Kisha had no idea what they were talking about. 

Maia joined them and looked as bewildered as Kisha. Behind her, in the dimming light of the day, Kisha saw Chief Morcorno’s frame approach with Jasmine jogging to keep pace with the man’s long stride. They entered the circle. 

“This does not concern you, Mordecai. Be gone; it’s family business!” Ordered Grandma Seilee. 

Instead of responding, the chief studied each person there; first Grandma Seilee, then Maia, then Kisha, and finally Gof and Jasmine. Before he spoke, the chief’s grandmother entered crowd. Kisha had forgotten the old woman’s name; something that started with a vowel. However, she was told before she ever joined the clan that this woman was wise and powerful. 

Tonight, Osiris did not look a tower of leadership. She walked with a cane, had a noticeable bald patch in her white fluffy hair, dull and well-worn robes, and an immense blue-beaded necklace that only emphasized her frail frame and delicate features. However, set in her brown wrinkles blazed two sea green eyes. Kisha had the feeling that the chief’s grandmother took in the situation in a fraction of the time it took her grandson. 

Chief Morcorno looked at his grandmother and she began, her voice deep and rich. 

“Kisha has not finished her sentence.” She said this as she looked at the older two women and then back at Kisha. “Please, go with young Jasmine here over to the Galla’s. You are to dine with them this night. Gof will join you later.” Kisha nodded, bowed and followed Jasmine to their neighbor’s wagon. 

Although they rode next to each other during the day, at night, the Galla’s tended to put up their camp far from others since their younger one woke up crying many nights.
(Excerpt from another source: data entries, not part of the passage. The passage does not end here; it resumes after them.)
PR #165, opened 2019-07-23
 Blocks: Remove eslint overrides for declaration spacing.

ryelle:
This PR removes the overrides to `no-multi-spaces` & `key-spacing`.

As a WordPress community project, we should be following the core coding standards with as few modifications as possible, so that anyone involved in a core project can jump into our codebase without needing to learn a new style. Additionally, by overriding the `no-multi-spaces` rule, we're also opening the possibility of incorrect spacing elsewhere in the code.

Fixes #148, fixes #149.

**To test**

1. Run `npm run lint:js`
2. There should be no errors

PR #166, opened 2019-07-23
Blocks: Add eslint rule to sort multiple member imports.

ryelle:
An attempt to add standards to our `import`s. We already break these into dependency groups per the [`dependency-group`](https://github.com/WordPress/gutenberg/blob/master/packages/eslint-plugin/docs/rules/dependency-group.md) rule, but we don't enforce any order inside each group. This proposes [`sort-imports`](https://eslint.org/docs/rules/sort-imports) to at least sort the multiple-item imports. By alphabetizing these imports, we can keep the order consistent across files.

For example, it will flag the following as incorrect:

	import { c, a, b } from 'foo';

Running `eslint --fix` will update this to

	import { a, b, c } from 'foo';

We could also look into codemods to sort all existing imports (see [this codemod from calypso](https://github.com/Automattic/calypso-codemods/blob/master/transforms/sort-imports.js)), 

**To test**

1. Run `npm run lint:js`
2. There should be no errors.

_(Note: this PR is built off #165, but can be judged as a stand-alone PR)_

### DIFF
--- a/public_html/wp-content/mu-plugins/blocks/.eslintrc.js
+++ b/public_html/wp-content/mu-plugins/blocks/.eslintrc.js
@@ -123,6 +123,25 @@ module.exports = {
 		} ],
 
 		/*
+		 * Sort imports alphabetically, at least inside multiple-member imports. Ignores declaration sorting since
+		 * this interfers with the External/WordPress/Internal groupings. For example, it will flag the following
+		 * as incorrect:
+		 *
+		 *   import { c, a, b } from 'foo';
+		 *
+		 * Running `eslint --fix` will update this to
+		 *
+		 *   import { a, b, c } from 'foo';
+		 *
+		 */
+		'sort-imports': [
+			'error',
+			{
+				ignoreDeclarationSort: true,
+			},
+		],
+
+		/*
 		 * Descriptions are often obvious from the variable and function names, so always requiring them would be
 		 * inconvenient. The developer should add one whenever it's not obvious, though.
 		 *


public_html/wp-content/mu-plugins/blocks/source/blocks/organizers/content-select.js
```diff
@@ -12,7 +12,7 @@ import { __ } from '@wordpress/i18n';
 /**
  * Internal dependencies
  */
-import { buildOptions, ItemSelect, Option } from '../../components/item-select';
+import { ItemSelect, Option, buildOptions } from '../../components/item-select';
```
iandunn: `MAYBE` - It feels kind of odd to me that this is case-sensitive, but I don't feel too strongly.

iandunn (approved):

public_html/wp-content/mu-plugins/blocks/source/blocks/organizers/content-select.js
ryelle: I went back & forth on that - we can ignore case if we want, but on the other hand if capitalization is an indicator of "type" (capital imports are components, while lowercase imports are helpers/settings), it does make sense to keep them separated somewhat.

coreymckrill: 👍 

Keeping it case-sensitive is fine with me.

coreymckrill (approved):

PR #167, opened 2019-07-23
Blocks: Update folder structure and component names, bring code up to new style standards.

ryelle:
Following conversations in #167, #183, #184, we've created specific code organization standards. This PR applies these standards to all existing blocks and components. Specifically, component names should reflect the content of the component, clarify our folder structure, and clean up the shared components folder.

----
Previous PR description:

Using the rule of one component per file makes it easier to find where a component lives, and makes individual components easier to test and document. We can also use `prop-types` to add some automatic prop validation (on development, will not add to production bundle). Additionally, this makes the CSS class names slightly easier to generate.


public_html/wp-content/mu-plugins/blocks/.eslintrc.js
```diff
@@ -137,6 +137,13 @@ module.exports = {
 			'destructuring': 'all',
 		} ],
 
+		/**
+		 * Disallow creating more than one component per file.
+		 *
+		 * Having one component per file makes components easier to test and easier to document.
+		 */
+		'react/no-multi-comp': [ 'error' ],
```
iandunn: Is this just for stateful components, or functional as well?

ryelle: This is for all components, but we could use `ignoreStateless` to allow functional components– as of right now I think even our functional components are complex enough that they could use the separate file + PropTypes approach, but I'm OK with allowing simple stateless components through.

iandunn: That would be my preference for a general rule, but I agree that there may be specific ones that warrant separating.

Things like `GridInspectorPanel` and `GridColumnsControl ` don't feel all that complex to me at first glance, but I'm open to it. I guess the thing I'm worried about is that having a ton of folders/files can be just as hard to navigate as having a component buried in a non-obvious file w/ other components, especially when everything is just named `index.js`.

Nina seemed genuinely glad to see them and they helped her make a larger supper to accommodate them all. Kisha felt a little awkward about telling the young mother she was to feed them, however, she quickly replied. “Perhaps you and Gof can have our little family over one night.” Kisha agreed and they spent the rest of the time playing with the tots and talking about their favorite spots on the route. 

Gof did not make it for supper, but appeared just before the washing up was done. After a quick bite, he chatted with everyone and even bounced little Matthew on his knee. And again, the three young people relaxed with their new friends, the Gallas, into the night. 
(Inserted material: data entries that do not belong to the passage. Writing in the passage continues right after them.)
PR #170, opened 2019-07-23
Blocks: Splitting block-content components

ryelle:
See #167 for background + merge plan

Split out the few components in `source/components/block-content/index.js` into separate files.

Previously `block-content/index.js` did a lot of work. The following components have moved:

- `DangerousItemHTMLContent` -> `./item-content.js`
- `ItemPermalink` -> `./item-permalink.js`
- `ItemTitle` -> `./item-title.js`
- `BlockNoContent` moved to a different folder -> `../post-list/no-content.js` since this component is more to do with an empty list than the others which deal with individual item content.

Each of the `item-*` files also have had their class names updated to reflect the file & component names (so they use `wordcamp-block__item-*` now, not `wordcamp-block__post-*`). `BlockNoContent` uses `wordcamp-post-list` like the post list that replaces it once loaded.

Lastly, 4d3324d updates the links to be more consistent across UI and interaction types.


coreymckrill (approved):

public_html/wp-content/mu-plugins/blocks/source/components/block-content/item-content.js
```diff
@@ -0,0 +1,46 @@
...
+}
+
+DangerousItemHTMLContent.propTypes = {
+	className : PropTypes.string,
+	content   : PropTypes.string,
+	link      : PropTypes.string,
+	linkText  : PropTypes.string,
+};
+
+export default DangerousItemHTMLContent;
```
iandunn, line 46: `SHOULD` - We've been using named exports only. Do you think there's a good reason to use `default`?

https://github.com/WordPress/wordcamp.org/commit/a7eeea1e0330c8ec4f7c3ddcd0ce1956b950551a

public_html/wp-content/mu-plugins/blocks/source/components/block-content/item-content.js
```diff
@@ -0,0 +1,46 @@
+/**
```
iandunn, line 1: `MAYBE` - I would have thought the file would be named `dangerous-item-html-content.js`; what's the reason for it to be different than the name of the component?

ryelle: It should be, but tbh I thought I'd get resistance for the long file name.

iandunn: No objection from me, I usually strongly prefer clarity over brevity.

public_html/wp-content/mu-plugins/blocks/source/components/block-content/item-content.js
ryelle: Mirroring gutenberg patterns. Each file has a default export which matches the file name, and is a good way of indicating which is the "top level" component in the case where you have some functional/stateless components in the same file.

iandunn: > Mirroring gutenberg patterns.

I don't think that is a compelling reason here, in-and-of itself, given [the problems with default exports](https://blog.neufund.org/why-we-have-banned-default-exports-and-you-should-do-the-same-d51fdc2cf2ad?gi=d96cb381d710).

> idicating which is the "top level" component

I can see the benefit of that, but IMO it's far outweighed by the downsides of named exports.

ryelle: I'm not really convinced by that article. I see the refactoring point about typos, but I don't think that's a reason alone to ban default. The better devex is really only a perk of named if you happen to use an IDE that does that, and the tree shaking point is an antipattern regardless of whether `default` is "good" or not.

Using default can also encourage single-component files, while named exports allows for exporting multiple components, and it might not always be clear from scanning a file which of the components are exported. With default exports, it's always just the one thing.

iandunn: > The better devex is really only a perk of named if you happen to use an IDE that does that

Does yours not do that? I'd assume that's a pretty universal feature, but could be wrong.

> Using default can also encourage single-component files

I don't think that's always a good thing. The are times when it's better to split, but also times when I find lots of little files harder to deal with.

> it might not always be clear from scanning a file which of the components are exported. 

I'm not sure what you mean, it seems like it'd be obvious if you include `export` in the function/class definition.

ryelle: > Does yours not do that?

Nope. I'm sure there's some extension I could add, but it's never seemed useful to me.

> The are times when it's better to split, but also times when I find lots of little files harder to deal with.

Small stateless components are not included in this because they're not exported. This kind of goes back to the file naming thing too, where the file name should match the default exported component. If we have multiple exports, that naming scheme falls apart.

> I'm not sure what you mean, it seems like it'd be obvious if you include export in the function/class definition.

Sure, but you still need to _see_ that is says `export function …` vs just `function …`. I missed that a few times in this project. With default exports, you know there's just the one thing, usually at the end of the file.

iandunn: > Small stateless components are not included in this because they're not exported. 

Doh, that's a great point.

> This kind of goes back to the file naming thing too, where the file name should match the default exported component. If we have multiple exports, that naming scheme falls apart.

I do agree that we probably shouldn't have multiple exported components in the same file.

The big thing that I like about named exports is that they're explicit, and force renaming to be explicit as well. For me that outweighs all the rest, but you make good points, so I'm happy to switch back to defaults if you and @coreymckrill prefer them.

public_html/wp-content/mu-plugins/blocks/source/components/block-content/item-content.js
coreymckrill: Works for me.

public_html/wp-content/mu-plugins/blocks/source/components/block-content/item-content.js
coreymckrill: Doing default exports would be a reversal of a decision we made earlier in the development of our blocks. That said...

After reading through this discussion, it makes sense to me to do default exports _as long as there is only one exported component per file_, which I think we all agree is a good idea. In our `components` directory, we're kind of doing both, right? The individual files have default exports, but then **index.js** exports them all explicitly (like [here](https://github.com/WordPress/wordcamp.org/pull/170/files#diff-07b48c2348be3259ed7a8b70cc89a8c1R4-R6))

ryelle: Yeah, that's basically right– any file with a component should have the component as a default export, while that root components file is more of a helper/convenience - so now you can `import { ItemTitle, ItemPermalink } from '../components';`, rather than having to do multiple imports drilling into different files.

It was late enough when Kisha, Jasmine, and Gof made their way back to their tents. Neither saw Maia or Grandma Seilee as they turned in. In the dark, Kisha and her husband made love as quietly as they could. Afterwards, she lay her head on his bare chest and asked about his day. She did not ask about what the chief said or what happened with Grandma Seilee or Maia, but she did ask about the mules, the load, and what to expect the next day.
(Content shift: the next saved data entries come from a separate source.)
PR #171, opened 2019-07-23
Blocks: Splitting block-content session components

ryelle:
See #167 for background + merge plan

Moves the extra session display components into a new `content` folder, adds PropTypes. Also updates the speaker name link to open in a new window, to prevent leaving the editor.

### DIFF
--- a/public_html/wp-content/mu-plugins/blocks/source/blocks/sessions/block-content.js
+++ b/public_html/wp-content/mu-plugins/blocks/source/blocks/sessions/block-content.js
@@ -1,111 +1,28 @@
 /**
  * External dependencies
  */
-import { get }    from 'lodash';
 import classnames from 'classnames';
+import { get }    from 'lodash';
 
 /**
  * WordPress dependencies
  */
-import { Component } from '@wordpress/element';
 import { __ }        from '@wordpress/i18n';
+import { Component } from '@wordpress/element';
 
 /**
  * Internal dependencies
  */
-import { ItemTitle, DangerousItemHTMLContent, ItemPermalink }  from '../../components/block-content';
-import { FeaturedImage }                                       from '../../components/image';
-import { BlockNoContent, PostList }                            from '../../components/post-list';
-import { filterEntities }                                      from '../../data';
-import { tokenSplit, arrayTokenReplace, intersperse, listify } from '../../i18n';
-
-/**
- * Component for the section of each session post that displays information about the session's speakers.
- *
- * @param {Object} session
- *
- * @return {Element}
- */
-function SessionSpeakers( { session } ) {
-	let speakerData = get( session, '_embedded.speakers', [] );
-
-	if ( speakerData.length === 0 ) {
-		return null;
-	}
-
-	speakerData = speakerData.map( ( speaker ) => {
-		if ( speaker.hasOwnProperty( 'code' ) ) {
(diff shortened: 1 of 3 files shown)


coreymckrill:
> Also updates the speaker name link to open in a new window, to prevent leaving the editor.

Ideally this link shouldn't go anywhere when it's rendered within the block editor, right? It just needs to appear as a link so it more closely represents what will be rendered on the front end. Elsewhere in our blocks we handle this by wrapping links in a `<Disabled />` component. Could we do that here as well instead of adding a target attribute?

ryelle:
> Ideally this link shouldn't go anywhere when it's rendered within the block editor, right? It just needs to appear as a link so it more closely represents what will be rendered on the front end. Elsewhere in our blocks we handle this by wrapping links in a <Disabled /> component. Could we do that here as well instead of adding a target attribute?

I swear I had a note about this somewhere, but I can't find it now 🤷‍♀  

The Disabled component doesn't really work like it says– it only "disables" inputs/textareas, and then overlays an element over top of the items to prevent mouse interaction. It still allows keyboard interactions on things like links, so in that case we have a different pattern if you're keyboarding or mousing. When [I raised the issue in core,](https://github.com/WordPress/gutenberg/issues/15799) it sounds like this is … if not expected behavior, not a fix they want to make. So rather than having links that do different behavior depending on interaction mode, I've been removing the `Disabled` wrappers and just having them open in new windows.

coreymckrill:
I may have just ran across the note you were thinking of:
https://github.com/WordPress/wordcamp.org/pull/176#discussion_r307877449

I'm not a fan of having live links within the content preview in the editor. If I'm reading the Core issue you raised correctly, it sounds like you aren't either :)

I'm not sure adding a target attribute is a sufficient solution, though, it still takes you away from the tab you are working on in a really distracting way. Since it sounds like the core `<Disabled>` component was not actually intended to be used for links, what if we created our own component that handles links consistently for all interaction modes? _(This might be a topic for a separate issue)_

ryelle:
No, I thought I'd explained it somewhere but I guess not :| 

I was actually convinced by the a11y issues– there isn't a good way to handle this for all interaction modes. If you're moving through a page and you land on a link, it should be announced as such (and removing the href might remove that). If we somehow short-circuit the link, it might not be clear for someone using a screen reader why they can't click the link. There might also be reasons to _want_ to click the link from the editor. So while opening in a new tab is a bit disruptive, I think it's the best solution.

coreymckrill:
Ok, I trust your assessment. If users complain vociferously about accidentally opening new tabs from the block content, we can revisit.

coreymckrill (approved):

iandunn:
I agree that opening in a new window is a good compromise.

iandunn (approved):
This feels like a grey area to me; I can how having multiple files might be just as difficult in some ways, but I don't feel strongly.

iandunn:
We should probably be consistent across blocks here, so it seems like the next step after merging this would be to add another PR to do this same thing for the others, is that right?

ryelle:
I just updated this PR, but I actually think I'm going to close this one instead, and wait on the outcome of #183 & #184 -- since that might also affect how we structure these files. Now that we've got the `ignoreStateless` rule, eslint no longer flags the `Session*` components.

PR #174, opened 2019-07-24
Blocks: Update selected items to match design

### LINKED ISSUE #80: All: Restyle "select" dropdown to match mockups
Restyle "select" dropdown to match mockups:
- [x] No divider between content and down chevron
- [x] Remove "clear all" x (previously: Don't need to have an X to remove both individuals and all contents within the dropdown) 
image

- [x] Tokens don't need featured images (like in the speakers block)
- [x] Tokens should be styled like core Gutenberg tokens (see the UI for tags)
- [x] Tokens don't need to display the number of items within them (it's okay in the search results, but too small to make out clearly within the token; we should just exclude) 
image
- [x] Select dropdown & button should be the same height

ryelle:
Fixes #80 – clean up the UI of the select input and selected tokens. `react-select` uses `formatOptionLabel` for both options in the list and selected tokens (or chips), but differentiates by passing in `context`. So I've updated `Option` to render a simplified view when context is `value`, while keeping more detail in the list (`menu`) view.

To style the tokens themselves, I needed to hook into react-select's use of [emotion,](https://emotion.sh/docs/introduction) which is a CSS-in-JS solution, so now we have some CSS-esque code in `ItemSelect` 🙃 but the things we needed to style are available, so it's all fine.

**Screenshots**

list

picked

remove-focus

“Well, for one, Jasmine is to travel with the Galla’s tomorrow. Poor Nina is alone in the carriage with the two small boys all day; Grandma Osiris says she needs another helping hand.” He said. “Two, Maia is to ride with Grandma Kira, and three, you are to keep running your sentence. I wish I could say more, but I gave my word. I will tell you that Chief Morcorno is fair; and he always has been. Even when I was small, he wouldn’t let the bigger kids pick on me. Promise me you will fly like a gazelle tomorrow.” She hugged him and kissed his chest and said she would.